----- Material for this task
PR #268, opened 2024-10-09
fix(azure): properly check ports in AVD-AZU-0058 and AVD-AZU-0050

nikpivkin:
Fixes: https://github.com/aquasecurity/trivy/issues/7681

### DIFF
--- a/checks/cloud/azure/network/disable_rdp_from_internet.rego
+++ b/checks/cloud/azure/network/disable_rdp_from_internet.rego
@@ -49,4 +49,7 @@ deny contains res if {
 	)
 }
 
-port_range_includes(from, to, port) if from <= port <= to
+port_range_includes(from, to, port) if {
+	from.value <= port
+	port <= to.value
+}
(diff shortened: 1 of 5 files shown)


checks/cloud/azure/network/disable_rdp_from_internet.rego
```diff
@@ -49,4 +49,7 @@ deny contains res if {
 	)
 }
 
-port_range_includes(from, to, port) if from <= port <= to
+port_range_includes(from, to, port) if {
+	from.value <= port
+	port <= to.value
+}
```
simar7, line 55: I'm curious is this valid:

```if from.value <= port <= to.value```?

simar7 (approved):

checks/cloud/azure/network/disable_rdp_from_internet.rego
nikpivkin: This kind of expression doesn't work in Rego: https://play.openpolicyagent.org/p/2RS5HYLT5d

PR #271, opened 2024-10-14
chore: store examples in YAML

nikpivkin:
In this PR: 
- Terraform and CloudFormation examples moved from `cf.go` and `tf.go` to `yaml`, 
- all checks now refer to the yaml examples
- added command for formatting examples

Although all the examples for a single check are in a single file, we need to reference it from multiple check fields. I suggest adding a new `examples` field that will point to a single file, while maintaining support for the current method of referencing examples for backwards compatibility.

Old example files will be deleted in another PR as they are still referenced by Go checks.


nikpivkin:
Will be ready for review after the release of Trivy v0.57

simar7:
One thing to keep in mind with the examples is the avd generator. I believe it uses the go files as well. Could you confirm that @nikpivkin?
----------
## Goal of the exercise
Give every entry back exactly as it was written above.

## Solution
PR #268, opened 2024-10-09
fix(azure): properly check ports in AVD-AZU-0058 and AVD-AZU-0050

nikpivkin:
Fixes: https://github.com/aquasecurity/trivy/issues/7681

### DIFF
--- a/checks/cloud/azure/network/disable_rdp_from_internet.rego
+++ b/checks/cloud/azure/network/disable_rdp_from_internet.rego
@@ -49,4 +49,7 @@ deny contains res if {
 	)
 }
 
-port_range_includes(from, to, port) if from <= port <= to
+port_range_includes(from, to, port) if {
+	from.value <= port
+	port <= to.value
+}
(diff shortened: 1 of 5 files shown)


checks/cloud/azure/network/disable_rdp_from_internet.rego
```diff
@@ -49,4 +49,7 @@ deny contains res if {
 	)
 }
 
-port_range_includes(from, to, port) if from <= port <= to
+port_range_includes(from, to, port) if {
+	from.value <= port
+	port <= to.value
+}
```
simar7, line 55: I'm curious is this valid:

```if from.value <= port <= to.value```?

simar7 (approved):

checks/cloud/azure/network/disable_rdp_from_internet.rego
nikpivkin: This kind of expression doesn't work in Rego: https://play.openpolicyagent.org/p/2RS5HYLT5d

PR #271, opened 2024-10-14
chore: store examples in YAML

nikpivkin:
In this PR: 
- Terraform and CloudFormation examples moved from `cf.go` and `tf.go` to `yaml`, 
- all checks now refer to the yaml examples
- added command for formatting examples

Although all the examples for a single check are in a single file, we need to reference it from multiple check fields. I suggest adding a new `examples` field that will point to a single file, while maintaining support for the current method of referencing examples for backwards compatibility.

Old example files will be deleted in another PR as they are still referenced by Go checks.


nikpivkin:
Will be ready for review after the release of Trivy v0.57

simar7:
One thing to keep in mind with the examples is the avd generator. I believe it uses the go files as well. Could you confirm that @nikpivkin?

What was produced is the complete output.